The loop road opened at around 8:30. I drove the dirt and gravel road to the trailhead and parked there. I was surprised to see another car already there. I changed into my hiking boots and made my way down the entrance trail.
Rattlesnake Canyon Trailhead
Already it was quite hot with little shade to be found. Eventually, I made my way down to Rattlesnake Canyon itself. The canyon there is marked with a brown sign.
Rattlesnake Canyon Junction
From what I've read the sign didn't exist back in 1999 when the tragedy happened. It was near this junction that the friends disorganized campsite was found by ranger Lance Mattson along with the shallow grave that Kodikian had made for his friend. The two had gotten lost, though its hard to believe they could get lost so close to the trail.  I soon headed down-canyon. Amongst the landmarks that they mentioned in the journal they kept was the old homestead ruins. I went back there to have a look around.
Homestead
I found the old stove Noelle and I had seen nearly a decade ago.
Old Stove
In addition I found the old sewing machine part that Kersten mentions in his book amongst other scattered artifacts.
Singer Base
Horseshoe


From the homestead ruins I headed back up the canyon back to the junction where the "Entrance Trail" headed to the trailhead and my car.
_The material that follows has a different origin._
PR #16039, opened 2024-08-21
[Merged by Bors] - feat: Register more @[bound] lemmas for floor, ceil, and log

girving:
`Int.ceil_lt_add_one` and `Real.log_pos` came up in https://github.com/girving/ray, and I've registered a variety of nearby lemmas.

I decided to head to the upper part of the canyon and the Guadalupe Ridge Trail. There is no actual trail in the upper part of the canyon. The route simply follows the dry wash upstream.
Eric in Upper Rattlesnake Canyon
I saw some sotol and lechuguilla in bloom.
Sotol
Sotol Flowers
Lechuguilla in Flower
I also noticed that some of the prickly pear had ripened  fruit on it.
Prickly Pear Fruit
Coughlin and Kodikian mentioned eating the fruit in their journal. I wonder how they were able to avoid the glochids, the small, barbed, splinter-like spines found covering the fruit. There was not much shade along the route and few animals were active in the heat. I did see a few insects and birds but not much else.
Insect
Butterfly Thistle
I didn't even see any snakes or lizards.

Soon I started to make my way out of the canyon. I could look back to the rugged, serpentine bends of the canyon I had just hiked out of.
Looking Down Rattlesnake Canyon
There was even less shade outside of the canyon than there had been down in it. I was relieved when I could see the Guadalupe Ridge Trail, the old road now being overtaken by grasses. From the trail I made my way to the Scenic Loop Road where I passed the ruins of another homestead.
Cistern Ruins
It's hard to believe people tried to make a living in such an inhospitable place! I walked the road past the Rattlesnake Canyon Overlook and was soon back to my car.
Rattlesnake Canyon Overlook
Unfortunately, David Coughlin never made it back to his. On August 8, 1999 Coughlin was apparently so severely dehydrated that he had asked his friend Raffi Kodikian to put him out of his misery. Kodikian obliged by stabbing him twice in the heart. Its a story so sad that its almost unbelievable.

As for the business card that I found down there with the word HELP! written on it. Kersten mentions in the book that over a year after Coughlin's untimely death in the canyon, a hiker named Brian Tenney found "ripped-up business cards, with notes from Emily Shulman asking for help." It turns out that like, Kodikian and Coughlin, Schulman had gotten lost and dehydrated in Rattlesnake Canyon. Luckily, Emily Schulman's story has a much happier ending.  She was found later that day waving a T-shirt to the search plane that spotted her.